To ensure a fair comparison, the study used 200 ‘clinical vignettes’ - fictional patients, generated from a mix of real patient experiences gleaned from anonymised transcripts of calls to the UK’s NHS 111 telephone triage service and from the many years’ combined experience of the research team.1 The vignettes were reviewed externally by a panel of three experienced primary care practitioners to ensure quality and clarity and to set the list of ‘gold standard’ correct conditions and urgency advice level for each case.

The vignettes were then entered into the eight apps by eight external GPs playing the role of ‘patient’. Each app was tested once against every vignette. Seven external GPs were also tested with the vignettes, providing condition suggestions (preliminary diagnoses) for the clinical vignettes after telephone consultations. Human GPs were included to provide a benchmark by which to assess the apps.

Commentary

Dr. Hamish S F Fraser, Associate Professor of Medical Science, Brown Center for Biomedical Informatics:

“Symptom assessment apps are now used by tens of millions of patients annually in the US and UK alone. This study of eight of the most commonly used symptom assessment apps provides valuable evidence regarding the coverage of conditions, and the accuracy of condition suggestion and urgency advice.”

“Compared to a similar study from five years ago, this larger and more rigorous study shows improved performance with results closer to those of physicians. It also demonstrates the importance of knowing when apps cannot handle certain conditions. While this is a preclinical study, the one-third of clinical vignettes based on real NHS 111 helpline consultations provide an important link to real urgent care challenges. Notably, both the GPs and the apps tended to perform somewhat worse when tested on those cases.”

“These results should help to determine which apps are ready for clinical testing in observational studies and then randomized controlled trials. The study design could form a model for future evaluations of symptom checker apps, and as part of assessment for regulatory approval.”

Dr. Claire Novorol, co-founder and Chief Medical Officer, Ada Health:

“Symptom assessment apps have seen rapid uptake by users in recent years as they are easy to use, convenient and can provide invaluable guidance and peace of mind. When used in a clinical setting to support - rather than replace - doctors, they also have huge potential to reduce the burden on strained healthcare systems and improve outcomes. This peer-reviewed study provides important new insights into the development and performance of these tools. In particular, it shows that there is still much work to be done to make sure that these technologies are being built to be inclusive and to cover all patients. We believe this is vital if symptom assessment apps are to fulfil their potential: human doctors don’t have the luxury of cherry-picking which patients they help and digital health must be held to the same standard.”

Results breakdown:

App	Coverage	Accuracy	Safety
GPs (for comparison)	100.0%	82.1%	97.0%
Ada Health	99.0%	70.5%	97.0%
Babylon	51.5%	32.0%	95.1%
Buoy	88.5%	43.0%	80.0%
K Health	74.5%	36.0%	87.3%
Mediktor	80.5%	36.0%	87.3%
Symptomate	61.5%	27.5%	97.8%
WebMD2	93.0%	35.5%	N/A
Your.MD	64.5%	23.5%	92.6%

More details about the study are available in the report.

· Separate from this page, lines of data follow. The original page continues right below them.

Issue #25189, opened 2023-05-11
@angular-devkit/build-angular:jest creates invalid test suite


rafagsiqueira:
### Command

test

### Is this a regression?

- [ ] Yes, this behavior used to work in the previous version

### Description

Running tests using ng test <project name> with the new @angular-devkit/build-angular:jest builder results always in at least one failed test suite:
 ```
FAIL  dist/test-out/StandardController-QMDYSHA5.mjs
  ● Test suite failed to run

    Your test suite must contain at least one test.

      at onResult (../../node_modules/@jest/core/build/TestScheduler.js:133:18)
      at ../../node_modules/@jest/core/build/TestScheduler.js:254:19
      at ../../node_modules/emittery/index.js:363:13
          at Array.map (<anonymous>)
      at Emittery.emit (../../node_modules/emittery/index.js:361:23)
```
Perhaps is just a matter of adding an extra testPathIgnorePattern similar to this one?
https://github.com/angular/angular-cli/blob/35d239e9376277e50cee8c83b2e7a90626ec941d/packages/angular_devkit/build_angular/src/builders/jest/index.ts#L114

### Minimal Reproduction

ng test <project name>

### Your Environment

```text
Angular CLI: 16.0.0
Node: 18.16.0
Package Manager: yarn 3.5.0
OS: darwin x64

Angular: 16.0.1
... animations, common, compiler, compiler-cli, core, forms
... localize, platform-browser, platform-browser-dynamic, router
... service-worker

Package                         Version
---------------------------------------------------------
@angular-devkit/architect       0.1600.0
@angular-devkit/build-angular   16.0.0
@angular-devkit/core            16.0.0
@angular-devkit/schematics      16.0.0-rc.1
@angular/cdk                    16.0.0
@angular/cli                    16.0.0
@angular/flex-layout            15.0.0-beta.42
@angular/material               16.0.0
@angular/pwa                    16.0.0
@schematics/angular             16.0.0
ng-packagr                      16.0.1
rxjs                            7.8.1
typescript                      5.0.4
```

dgp1130:
This is interesting, where does `StandardController` come from? Is that a file name in your application?

I was under the impression ESBuild always generated shared chunks in `chunk-*.mjs` files, but maybe that's not strictly accurate.

rafagsiqueira:
It's not. It was generated by the ESBuild.

dplarina:
[...]

PR #25511, opened 2023-07-07
fix(@angular-devkit/build-angular): Set chunk names explicitly

gultyayev:
## PR Checklist

## PR Type

- [x] Bugfix
- [ ] Feature
- [ ] Build related changes
- [ ] CI related changes

Currently, chunk names are determined by ESBuild. Some libraries may resolve to a name that is not in a format of `chunk.hash.mjs`. This causes Jest to run over the lib files and fail as it contains no test suite.

Fixes: #25189

## What is the new behavior?

The change sets chunk name pattern explicitly so that all `chunk`s are exluded by pattern from running tests over.

- [ ] Yes
- [x] No

## Other information

I didn't figure out how this could be covered by tests. I did run a local build & installation and verified on a sample project that `@azure/msal-angular` no longer creates a "StandardController" file. Instead, it's named as `chunk...` and hence is excluded from tests.

### DIFF
--- a/tests/legacy-cli/e2e/tests/basic/rebuild.ts
+++ b/tests/legacy-cli/e2e/tests/basic/rebuild.ts
@@ -1,13 +1,13 @@
-import { waitForAnyProcessOutputToMatch, silentNg } from '../../utils/process';
-import { writeFile, writeMultipleFiles } from '../../utils/fs';
 import fetch from 'node-fetch';
-import { ngServe } from '../../utils/project';
 import { getGlobalVariable } from '../../utils/env';
+import { writeFile, writeMultipleFiles } from '../../utils/fs';
+import { silentNg, waitForAnyProcessOutputToMatch } from '../../utils/process';
+import { ngServe } from '../../utils/project';
 
 export default async function () {
   const esbuild = getGlobalVariable('argv')['esbuild'];
   const validBundleRegEx = esbuild ? /complete\./ : /Compiled successfully\./;
-  const lazyBundleRegEx = esbuild ? /lazy\.module/ : /lazy_module_ts\.js/;
+  const lazyBundleRegEx = esbuild ? /chunk-/ : /lazy_module_ts\.js/;
 
   const port = await ngServe();
   // Add a lazy module.
@@ -17,6 +17,7 @@ export default async function () {
   // We need to use Promise.all to ensure we are waiting for the rebuild just before we write
   // the file, otherwise rebuilds can be too fast and fail CI.
   // Count the bundles.
+  // Verify that a new chunk was created.
   await Promise.all([
     waitForAnyProcessOutputToMatch(lazyBundleRegEx),
     writeFile(
--- a/packages/angular_devkit/build_angular/src/tools/esbuild/application-code-bundle.ts
+++ b/packages/angular_devkit/build_angular/src/tools/esbuild/application-code-bundle.ts
@@ -251,6 +251,7 @@ function getEsBuildCommonOptions(options: NormalizedApplicationBuildOptions): Bu
     outExtension: outExtension ? { '.js': `.${outExtension}` } : undefined,
     sourcemap: sourcemapOptions.scripts && (sourcemapOptions.hidden ? 'external' : true),
     splitting: true,
+    chunkNames: 'chunk-[hash]',
     tsconfig,
     external: externalDependencies,
     write: false,


mullinsmikey:
This seems like a good idea, but can you please provide some context?

gultyayev:
> This seems like a good idea, but can you please provide some context?

Mostly, the issue comes down to ESBuild generating chunk names as `chunk.hash.mjs` in 99% of the cases. Sometimes, however it generates a chunk with a different name. For me it was `StandardController.mjs` for imported `@azure/msal-angular` library (v3.0.0-alpha.0).

When running tests with Jest, the builder is using pattern `**/*.mjs` to literally pick up all the mjs files. It does have exclusion for `chunk` files. Because of that, when running tests with Jest it fails, because `StandardController.mjs` is included to run tests over and it doesn't have any.

First idea was to simply change the pattern to `.spec.mjs`, but as it was highlighted by @dgp1130 users may change the tests name pattern. Therefore, it's easier to make all chunks follow the name pattern.

For build code it doesn't make any difference. For tests it makes sure that all chunks have the same name pattern and are excluded from the tests.

dgp1130 (changes requested):
Thanks @gultyayev for looking into this, I haven't had a chance to dig in yet. I think this is probably a reasonable solution, though it looks like one of the tests is failing, as it is expecting the app to [print the lazy loaded file's name](https://github.com/angular/angular-cli/blob/a96b1b1f78f87baf9d839c7cbafe6bd0301e7717/tests/legacy-cli/e2e/tests/basic/rebuild.ts#L10) which is no longer true. Maybe we could search for a more generic "rebuild done" string like "Application bundle generation complete"?

Also making this change in `builder-context.ts` means that it will apply to all ESBuild executions, not just Jest. I think that's _probably_ ok, but I wonder if there might be some unintended consequences from it. @clydin, do you have any concerns with that?

gultyayev:
> Also making this change in builder-context.ts means that it will apply to all ESBuild executions, not just Jest.

TBH I can't think of any possible shortcomings from this. The names are always generated and hence cannot be relied on. Furthermore, current behavior is to create chunks with `chunk-hsh.mjs` name. So, technically we are fixing those limited cases when the name of the chunk is different.

It's also possible to pass this change for Jest builder only. I didn't locate the place though. Not sure if it would make much sense to do.

alan-agius4 (commented):
Instead of setting the option in the builder context which only contains infrastructure related options. It would be better to follow the existing pattern for similar options and set it in https://github.com/angular/angular-cli/blob/4a8edff07fd616ef4abc5290c7f0ec9c1e8569d2/packages/angular_devkit/build_angular/src/tools/esbuild/application-code-bundle.ts#L183 or even better https://github.com/angular/angular-cli/blob/4a8edff07fd616ef4abc5290c7f0ec9c1e8569d2/packages/angular_devkit/build_angular/src/builders/application/options.ts#L92

gultyayev:
> Instead of setting the option in the builder context which only contains infrastructure related options. It would be better to follow the existing pattern for similar options and set it in
> 
> https://github.com/angular/angular-cli/blob/4a8edff07fd616ef4abc5290c7f0ec9c1e8569d2/packages/angular_devkit/build_angular/src/tools/esbuild/application-code-bundle.ts#L183
> 
> or even better
> https://github.com/angular/angular-cli/blob/4a8edff07fd616ef4abc5290c7f0ec9c1e8569d2/packages/angular_devkit/build_angular/src/builders/application/options.ts#L92

Did the first suggested change. The 2nd one doesn't work.

gultyayev:
One concern that may be is that chunk names become obscure. Current `ng build` outputs lazy loaded chunks as `component-name.component-[hash].js`. With the change it becomes just `chunk-[hash]` which may be undesirable.

tests/legacy-cli/e2e/tests/basic/rebuild.ts
```diff
@@ -1,13 +1,13 @@
...
 import { getGlobalVariable } from '../../utils/env';
+import { writeFile, writeMultipleFiles } from '../../utils/fs';
+import { silentNg, waitForAnyProcessOutputToMatch } from '../../utils/process';
+import { ngServe } from '../../utils/project';
 
 export default async function () {
   const esbuild = getGlobalVariable('argv')['esbuild'];
   const validBundleRegEx = esbuild ? /complete\./ : /Compiled successfully\./;
-  const lazyBundleRegEx = esbuild ? /lazy\.module/ : /lazy_module_ts\.js/;
+  const bundleGeneratedRegEx = esbuild ? /bundle generation complete/ : /Compiled successfully/;
```
clydin, line 10: The original intent for this was to ensure a new chunk was being created for the added lazy module.
Can you bring back the name-based check but with `chunk` instead for the esbuild case?

dgp1130:
@gultyayev, thanks for your patience. Using `chunk-[hash]` everywhere should be fine. It does make chunks a little harder to debug, however there is no general 1:1 correlation between chunks and source files, so preserving the name is maybe setting a bad expectation in the first place.

Just the one comment from @clydin about making sure a chunk is created on the rebuild and this should be good to go.

clydin (approved):

dgp1130 (approved):

dgp1130:
Thanks! This looks good to merge.

gultyayev:
Thank you for guidance.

Clinical vignettes are created to reflect a typical GP caseload, such as “abdominal pain in an eight-year-old boy” or “painful shoulder in a 63-year-old woman”. The transcripts used in the study had previously been used as part of an NHS Direct benchmarking exercise for recommended outcomes, and were used with full consent of NHS Direct.
Because WebMD does not provide an overall user triage like the other apps tested do, meaningful comparison to the other apps or tested-GPs was not possible and WebMD was excluded from the advice safety analysis in this study.